• EXERCISE DIRECTIONS
Needed from the entries below: every line that holds the word "note".

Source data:
Issue #885, opened 2024-03-06
SANY incorrectly allows subexpression prefixes for labels with parameters


ahelwer:
Here is the input which SANY should fail on but instead accepts:
```tla
---- MODULE Test ----
op == \A x \in {} : A!B!lbl(x) :: x
====
```
The `A!B!` should be disallowed at the parser level. The semantic level doesn't catch this because it assumes nobody would ever add a subexpression prefix there. Here is the parser trace:
```
****** SANY2 Version 2.2 created 08 July 2020

Parsing file /home/ahelwer/src/tlaplus/java-tools/tlatools/org.lamport.tlatools/Test.tla
Beginning Module definition
Beginning Begin module
Ending Begin module
Beginning Extends
Ending Extends
Beginning Module body
Beginning Definition
Beginning Identifier LHS
Ending Identifier LHS
Beginning Expression
Beginning Quantified form
Beginning Quant Bound
Beginning Expression
Beginning ExtendableExpr
Beginning Some { } form
Ending Some { } form
Ending ExtendableExpr
Ending Expression
Ending Quant Bound
Beginning Expression
Beginning ExtendableExpr
Beginning Primitive expression
Beginning Bang Extension
Ending Bang Extension
Beginning Bang Extension
Beginning Optional Arguments
Beginning Expression
Beginning ExtendableExpr
Beginning Primitive expression
Ending Primitive expression
Ending ExtendableExpr
Ending Expression
Ending Optional Arguments
Ending Bang Extension
Ending Primitive expression
Beginning Expression
Beginning ExtendableExpr
Beginning Primitive expression
Ending Primitive expression
Ending ExtendableExpr
Ending Expression
Ending ExtendableExpr
Ending Expression
Ending Quantified form
Ending Expression
Ending Definition
Ending Module body
Ending Module definition
Semantic processing of module Test
```
SANY correctly rejects this behavior when the label does not take parameters; this fails:
```tla
---- MODULE Test ----
op(x) == A!B!lbl :: x
====
```
Bug discovered during the course of working on #882.

Issue #884, opened 2024-02-23
SANY fails to parse negative and !! operators in nonfix form


ahelwer:
This spec will fail to parse:
```tla
---- MODULE Test ----
EXTENDS Naturals
op == -(2, 1)
====
```
Running SANY with `-DTLA-StackTrace=on` produces this output:
```
****** SANY2 Version 2.2 created 08 July 2020

Parsing file /home/ahelwer/src/tlaplus/java-tools/tlatools/org.lamport.tlatools/Test.tla
Beginning Module definition
Beginning Begin module
Ending Begin module
Beginning Extends
Ending Extends
Beginning Module body
Beginning Definition
Beginning Identifier LHS
Ending Identifier LHS
Beginning Expression
Beginning Infix Op
Ending Infix Op
Beginning ExtendableExpr
Beginning Expression
Beginning ExtendableExpr
Beginning Primitive expression
Ending Primitive expression
Ending ExtendableExpr
Ending Expression
***Parse Error***
Encountered "," at line 3, column 10 and token "2" 

Residual stack trace follows:
ExtendableExpr starting at line 3, column 8.
Expression starting at line 3, column 7.
Definition starting at line 3, column 1.
Module body starting at line 3, column 1.
Module definition starting at line 1, column 1.


Fatal errors while parsing TLA+ spec in file Test.tla

tla2sany.semantic.AbortException
*** Abort messages: 1

In module Test

Could not parse module Test from file Test.tla
```

Caught during work on #882, since the tree-sitter grammar correctly parses this and the case is in its corpus (tree-sitter also flagged the ambiguity during static analysis, because it's a LR(1) parser while JavaCC uses recursive descent).

This is a fairly classic parser lookahead problem; SANY commits to interpreting `-(` as a negative operator applied to some forthcoming expression in parentheses, when in fact it is the minus operator in nonfix form.

This issue is somewhat similar to #637, where SANY cannot parse `/\` or `\/` in nonfix form, but we decided to resolve that one by defining SANY's current behavior to be correct; see https://github.com/tlaplus/rfcs/issues/4

In contrast I believe this is an actual bug with SANY that should be fixed.

ahelwer:
This will also fail to parse, so SANY can't handle the `!!` operator in nonfix form because it conflicts with the `!` subexpression separator:
```tla
---- MODULE Test ----
---- MODULE Inner ----
x !! y == TRUE
====
M == INSTANCE Inner
op == M!!!(1, 2)
====
```

PR #886, opened 2024-03-07
Adapt tree-sitter corpus tests for use with SANY

### LINKED ISSUE #882: Work proposal: add corpus of tests for SANY at syntax parsing level
I would like to run this proposal past the maintainers before spending much time on it.

Tree-sitter grammars have a very nice method of writing parser tests, using a collection of .txt files with a very basic DSL; for example:
<details>
  <summary>Sample from tree-sitter-tlaplus test corpus</summary>

```
=============|||
Multiline Conjlist
=============|||

---- MODULE Test ----
op ==
  /\ 
   1
  /\
   2
====

-------------|||

(source_file (module (header_line) (identifier) (header_line)
  (operator_definition (identifier) (def_eq)
    (conj_list
      (conj_item (bullet_conj) (nat_number))
      (conj_item (bullet_conj) (nat_number))
    )
  )
(double_line)))

=============|||
Nested Conjlist
=============|||

---- MODULE Test ----
op ==
 /\ /\ 1
    /\ 2
 /\ 3
====

-------------|||

(source_file (module (header_line) (identifier) (header_line)
  (operator_definition (identifier) (def_eq)
    (conj_list
      (conj_item
        (bullet_conj)
        (conj_list
          (conj_item (bullet_conj) (nat_number))
          (conj_item (bullet_conj) (nat_number))
        )
      )
      (conj_item (bullet_conj) (nat_number))
    )
  )
(double_line)))
```
</details>

Each test involves a title, the source code input, and the expected parse tree output in an S-expression-like DSL.

I would like to take the fairly large corpus of tests already existing in the tree-sitter-tlaplus repo and write a simple translator so they can be run against SANY at the syntax parsing level. This would involve no changes to any SANY code itself. I believe there are the following benefits:

- SANY doesn't currently have any unit tests similar to this, so it seems an unqualified good thing to add them
- sharing test inputs across the various TLA+ parsers (perhaps TLAPM parser could also be added in future) increases incentive to expand the corpus and helps ensure conformance between the parsers
- Using a lightweight DSL such as this instead of encoding the expected parse tree as Java objects greatly reduces the difficulty of adding additional tests

You can see the current tree-sitter-tlaplus test corpus [here](https://github.com/tlaplus-community/tree-sitter-tlaplus/tree/main/test/corpus). There are some tests including unicode symbols which will be omitted.

If this work is performed, will it likely be merged? Follow-up decision if so: it would be nice to upgrade to JUnit 5 (currently we use version 4) so these corpus tests can be emitted at runtime as [dynamic tests](https://junit.org/junit5/docs/5.0.2/api/org/junit/jupiter/api/DynamicTest.html) instead of running all of them inside a single unit test, although this is not strictly necessary.

ahelwer:
Adapts all tree-sitter-tlaplus corpus tests to work with SANY and test it at the syntax processing level. Also greatly expands the number of tests, benefiting both projects.

Turns out translating parse trees from one format to another is a lot of work! Who knew! But I did it, so hurrah for that. Take a look at the monstrous `SanyTranslator.translate` function.

The new unit test class `tla2sany.ParseCorpusTest` round-trips 182 parse inputs and executes in 0.3 seconds.

Closes #882


tlatools/org.lamport.tlatools/.classpath
```diff
@@ -26,11 +26,15 @@
...
 	<classpathentry kind="lib" path="lib/jline/jline-terminal-3.25.0.jar"/>
-	<classpathentry kind="lib" path="lib/jpf.jar"/>
 	<classpathentry kind="lib" path="lib/jmh/jmh-core-1.21.jar"/>
 	<classpathentry kind="lib" path="lib/jmh/commons-math3-3.2.jar"/>
 	<classpathentry kind="lib" path="lib/gson/gson-2.8.6.jar"/>
 	<classpathentry kind="lib" path="lib/lsp/org.eclipse.lsp4j.debug_0.21.1.v20230829-0012.jar"/>
 	<classpathentry kind="lib" path="lib/lsp/org.eclipse.lsp4j.jsonrpc_0.21.1.v20230829-0012.jar"/>
+	<classpathentry kind="lib" path="lib/junit-4.12.jar"/>
+	<classpathentry kind="lib" path="lib/jpf.jar"/>
+	<classpathentry kind="lib" path="lib/easymock-3.3.1.jar"/>
```
lemmy, line 36: Adding these libraries to .classpath will cause the to be part of the tlatools jar that is part of the Toolbox.

ahelwer: How then should the project be set up so unit tests can be run from eclipse without having to load in all the toolbox stuff?

ahelwer: Reverted these changes in this branch.

ahelwer:
@lemmy this is now ready to review. All these corpus test .txt files are duplicated from the tree-sitter-tlaplus repo, so if you want we could make a third repo called like "unified-syntax-test-corpus" or something to hold them then import it as a submodule. On the other hand it's just a bunch of text files and in-tree duplication can be considered best practice for archival purposes.

tlatools/org.lamport.tlatools/test/tla2sany/ParseCorpusTest.java
```diff
@@ -0,0 +1,93 @@
...
+	 */
+	@Test
+	public void testEntireCorpus() throws ParseException {
+		int testCount = 0;
+		for (CorpusTestFile corpusTestFile : ParseCorpusTest.corpus) {
+			System.out.println(corpusTestFile.path);
+			for (CorpusTest corpusTest : corpusTestFile.tests) {
+				// keeping this here because it is useful to debug why a specific test fails
+				if (!corpusTest.name.equals("Subexpression Tree Navigation")) {
+					//continue;
```
lemmy, line 64: ?

tlatools/org.lamport.tlatools/test/tla2sany/SanyTranslator.java
```diff
@@ -0,0 +1,1633 @@
...
+
+/**
+ * Handles the translation of raw SANY output to the test file AST DSL.
+ */
+public class SanyTranslator {	
+
+	/**
+	 * Sometimes SANY provides very little structure in its parse output,
+	 * basically just a flat list of tokens. This is most common when dealing
+	 * with constructs that SANY doesn't care much about, like proof-related
```
lemmy, line 27: How much is missing in SANY to add more structure for proof-related syntax?  There is an unfinished attempt to replace TLAPS' parser with SANY and this sounds like a potential show-stopper for this effort.

tlatools/org.lamport.tlatools/test/tla2sany/ParseCorpusTest.java
ahelwer: For future development and adding of tests. The main way I translated SANY's parse tree was running the debugger and seeing what SANY emits at a given point in the giant switch statement. Some of the rules are run through hundreds of times if you run the entire corpus, so it's useful to be able to pick out a single test to run so you get the debugger state in a specific rule for that test. That's what this code stub does, if you uncomment continue. It can be removed but it might be useful to the next person (probably me) who adds tests.

tlatools/org.lamport.tlatools/test/tla2sany/SanyTranslator.java
ahelwer: Not really that much. I would say use-or-hide is the main culprit, which you can see because I had to break that parsing logic out into its own set of functions instead of writing it in the main switch statement. It's annoying but surmountable. The parse output of SANY could also be improved.

lemmy:
> @lemmy this is now ready to review. All these corpus test .txt files are duplicated from the tree-sitter-tlaplus repo, so if you want we could make a third repo called like "unified-syntax-test-corpus" or something to hold them then import it as a submodule. On the other hand it's just a bunch of text files and in-tree duplication can be considered best practice for archival purposes.
> 

Redundancy doesn't hurt.  Redundancy doesn't hurt.  However, I'd suggest to add a big fat warning here and in the tree-sitter-tlaplus repo to always modify the files in both places.

tlatools/org.lamport.tlatools/test/tla2sany/SanyTranslator.java
lemmy: Makes sense, I suggest adding this note to the code.

tlatools/org.lamport.tlatools/test/tla2sany/ParseCorpusTest.java
ahelwer: Added this explanation as a comment in the code.

tlatools/org.lamport.tlatools/test/tla2sany/SanyTranslator.java
ahelwer: Added this note as a comment in the code here.

Calvin-L:
> (@Calvin-L are you going to review it as well?)

I skimmed over it, but I'm not planning to do a deep review. I'm happy to see this change, and the two things that matter most to me are
1. This is test-only change, so it's essentially zero-risk.
2. It has already proved its worth by discovering lots of corner cases like #884, #885, and #888. :)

• ANSWER SECTION
lemmy: Makes sense, I suggest adding this note to the code.
ahelwer: Added this note as a comment in the code here.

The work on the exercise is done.